The New Zealand business was put into liquidation the next month, with Waterstone Insolvency appointed.
Kester Black Pty was the sole shareholder.
One investor, Tahnee Lucas, said they had been told investors would not get any of their money back.
“I invested close to NZ$3000, so will get nothing for that.”
Hamilton Murphy would not confirm this but said interested parties would be sent more information soon.
Zoom meeting ‘capped’
Lucas said she had not been able to join a shareholders’ call because the Zoom meeting was capped at 100 participants.
The business and assets of Kester Black Pty Ltd were sold at the end of July to New New New Pty Ltd, a company owned by Fergus Sully, whom media have previously referred to as Ross’ “business and life partner”.
The sale was for just over A$146,220. A 10% deposit was required, and then the remainder was to be paid in 12 monthly instalments.
The minutes of a creditors’ meeting in mid-August show the deed of company arrangement would give priority creditors a full return of what they were owed, and unsecured creditors about 29c in the dollar.
In New Zealand, New New New Holdings is listed on the Companies Office with Ross as the director.
The New Zealand Companies Office lists Sully as the sole director of the Kester Black business.
The administrator’s report said Kester Black Pty Ltd had reported trading losses over the financial years prior to the administration.
It had not been able to keep up with its tax liabilities and owed the Australian Tax Office A$62,125.
Trading appears to have continued as usual, with nothing in the company’s frequent social media advertisements to indicate any behind-the-scenes change - except for “angry” reactions and comments that appear to have been deleted.
Lucas said investors were given the idea that it was an “ethical, conscious company”.
“But the fellow investors I have managed to speak to feel the way there was no communication from the company and the business has been sold to a new company with her husband as the director, and kept trading is anything but ethical.
“Investors are upset and feel it’s all been smoke and mirrors, as we were sent communications about how the business was doing well throughout the period of our investment with positively geared company updates,” Lucas added.

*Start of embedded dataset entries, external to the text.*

PR #537, opened 2021-04-23
Enhancement of flux-based upwind and addition of arithmetic average

jhabriel:


keileg (approved):
I think this is okay for now. To me, the whole construction of Ad discretizations are 'under construction', and will do with some cleanups in due course, but for now, this looks good.

jwboth (approved):
Looks OK to me.

PR #541, opened 2021-04-30
Freeze meshio version: >=4.3.5, <4.4.0

jhabriel:
Temporal workaround to pass vtk unit tests. Due to a new release of meshio (4.4.1), some tests failed during Github Actions, making (unrelated) new PRs to also fail the checks.

This requirement freezes the version to be strictly lower than 4.4.0, where there are no apparent problems.


keileg (approved):
Very good.

PR #545, opened 2021-05-31
Tensor frac

rbe051:
Same as pp.meshing.cart_grid(...) but with a pp.TensorGrid instead


keileg:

“There are concerns that the funds raised for the company may have been used for product development, with the new entity now reaping the benefits without any consideration for the original shareholders.
“It feels as though the company has evaded accountability, and despite accepting the risk of investing, the lack of transparency and communication is troubling.”
Another investor said they had received positive updates for about three years, but now the “rug has been firmly pulled out”.
They added: “No gratitude, no acknowledgement, no apology.”
Anna Ross told RNZ she was not in a position to comment but would be in touch when she had information to share.
The Financial Markets Authority has warned equity crowdfunding is risky and while investments might do well, people could also lose all their money.